It should be appreciated by one skilled in the art that while the insulation block 20 of the present invention is shown to be rectangular, such a profile was chosen for expediency and efficient use of material and extrusion equipment, any other profile shape may also be used and still fall within the scope of the present disclosure. Similarly, as will be descried below, the cavity 34 extends nearly entirely around the outer surface of the pipe 38 received therein leaving only a small exposed region of the piping 38 to be in contact with the rear surface of the interior sheathing. However, the cavity 34 may be formed to be square or U-shaped and still fall within the scope of the present disclosure.

Turning now to FIG. 4 in conjunction with FIG. 3, the insulation block 20 of the present invention is configured for installation into an exterior wall structure having a cavity therein. As is well known in the art and as described above in FIGS. 1 and 2, such cavities 40 within exterior wall structures are formed as the space between exterior sheathing 42 and interior sheathing 44 and as such the cavity 40 has a warm side and a cold side. In operation, the insulation block 20 of the present invention is installed into the cavity 40 such that the rear surface 28 of the insulation block 20 is received adjacent the cold side of the cavity and the front surface 26 is received the warm side. As a result, it can also be seen that the pipe 38 received within the insulation block 20 is necessarily positioned adjacent the warm side of the cavity 40 as well. In this manner, the insulation block 20 provides an insulation system that positions the pipe 38 installed in the exterior wall in a predictable position that approximates the same plane as that plane against which the buildings interior sheathing 44 will be secured.

As can be appreciated, the operative principal of the present invention is to facilitate heat transfer from the interior of the building and into the piping 38 to prevent freezing thereof. To enhance the overall ability of the insulation system to transfer heat into the piping 38 contained within the cavity 34, the insulation block 20 may also include a continuous thermally conductive layer 46 that covers the interior surface of the cavity 34, the slot 36 and at least a portion of the front surface 26 of the insulation block 20 proximate the slot 36. Similarly, the thermally conductive layer 46 may extend fully over the front surface 26 of the insulation block 20, although preferably, the thermally conductive surface 46 will end approximately ½ inch from the edge of the front face 26 of the insulation block 20 to prevent cold from being conducted into the pipe 38 at the edge of the contact surface. Preferably, the thermally conductive layer 46 is a metallic layer such as a metallic tape. It is still more preferable that the thermally conductive layer 46 includes an adhesive layer thereon. By providing an adhesive layer on the thermally conductive layer 46, the present invention insures a firm contact between the outer surface of the pipe 38 and the thermally conductive layer 46 in order to increase the heat transfer flow into the pipe 38. In this manner, the present invention employs a directional insulation technique wherein heat is selectively projected or converged into a desired area while heat loss is effectively prevented.
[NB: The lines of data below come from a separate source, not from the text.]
PR #7, opened 2023-12-28
Add "Drop" interaction prompt when carrying an object

pcbeard:
This provides a way to drop a carried item.

I noticed that there was no obvious way to drop the box once it was picked up. There was no support for setting a prompt while carrying an object. This provides a simple mechanism for that, by always sending the "interaction_prompt" signal while an object is being carried.


pcbeard:
My latest commit simply displays a "Drop" prompt whenever an object is being carried.

Phazorknight (approved):

PR #10, opened 2023-12-29
Remove .godot directory, update .gitignore

pcbeard:
Godot 4 recommends not tracking the .godot directory in its auto-generated .gitignore directory.


pcbeard:
This is needed because each time I open the Cogito project and change which resource is currently selected, many files were being dirtied in the .godot directory.

Phazorknight (approved):

PR #14, opened 2024-01-06
Cache all component paths from the code into @onready variables

pcbeard:
Each use of a $ component path is a call to get_node(), so caching these up front should speed things up.


Phazorknight (approved):
Thank you!
Will bring this into main, though I'll probably update it a bit to fit GDscript naming conventions (mostly using snake case instead of camel case).

PR #15, opened 2024-01-06
Refactor test motion

pcbeard:
Cache allocations of params and test_motion_result

Instead of allocating these on each call to _physics_process(),
allocate once using @onready variables.

Also refactor calls to PhysicsServer3D.body_test_motion() to call
a helper function, test_motion() to make the code smaller.


pcbeard:
Here's a performance trace taken with these changes:

refactor_test_motion

Phazorknight (approved):
Looks good, thanks for these tweaks.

In this manner the focused heat improves both the heat transfer efficiency (in hydronic piping) and to make use of heated sources such as an interior wall adjacent a heated space to protect a pipe from freezing in a susceptible area. As a result, the directional insulation concept makes maximum use of the buildings interior heat by diverting this heat source into the piping allowing the piping to be heated without the use of an external (i.e. electrical resistance heating) heat source.

In addition to providing adhesive on the thermally conductive layer 46, it can be appreciated that the insulation block 20 may include adhesive on a rear surface 28 thereof such that the insulation block 20 can be adhered to the interior surface of the exterior wall sheathing 42 when the insulation block 20 is installed. Similarly, the front surface 26 may include an adhesive layer that adheres to the rear surface of the interior wall sheathing 44 as it is installed.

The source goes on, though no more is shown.